╭─ ENTRIES SUPPLIED
PR #1, opened 2017-02-20
Trying Gson for simpler implementation.

davidcarboni:
I've switched the CollectionInstrument entity to use Gson instead of Jackson, which makes the implementation less verbose. 

I thought I'd PR this to check we're happy with it.


davidcarboni:
Checked with Mark Price and agreed with Charles.

PR #2, opened 2017-02-22
Jdbc

davidcarboni:
I've been able to get Spring Boot to work with the Postgres Jsonb data type. If we're happy with this implementation for now, let's get this merged into master.

Thanks
David


martinlt:
I wasn't in the design session that you held and haven't seen the output, so with that said, I don't understand why we have decided to tightly coupled this code to Postgres and use the Jsonb datatype. What is the value of this? - it seems to have been more work than using two tables and JPA, means we lose the benefit of abstraction that JPA provides and if we switch to another SQL implementaton will mean more work (i.e. ONS may well shift from Postgres to SQL Server). 

Are there specific reasons for using this proprietary datatype?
╰─
* TASK INSTRUCTIONS *
Only the lines from the one containing "Checked with Mark" through the final line above should be duplicated, exactly as they stand.

* SOLUTION TO THE PROBLEM *
Checked with Mark Price and agreed with Charles.

PR #2, opened 2017-02-22
Jdbc

davidcarboni:
I've been able to get Spring Boot to work with the Postgres Jsonb data type. If we're happy with this implementation for now, let's get this merged into master.

Thanks
David


martinlt:
I wasn't in the design session that you held and haven't seen the output, so with that said, I don't understand why we have decided to tightly coupled this code to Postgres and use the Jsonb datatype. What is the value of this? - it seems to have been more work than using two tables and JPA, means we lose the benefit of abstraction that JPA provides and if we switch to another SQL implementaton will mean more work (i.e. ONS may well shift from Postgres to SQL Server). 

Are there specific reasons for using this proprietary datatype?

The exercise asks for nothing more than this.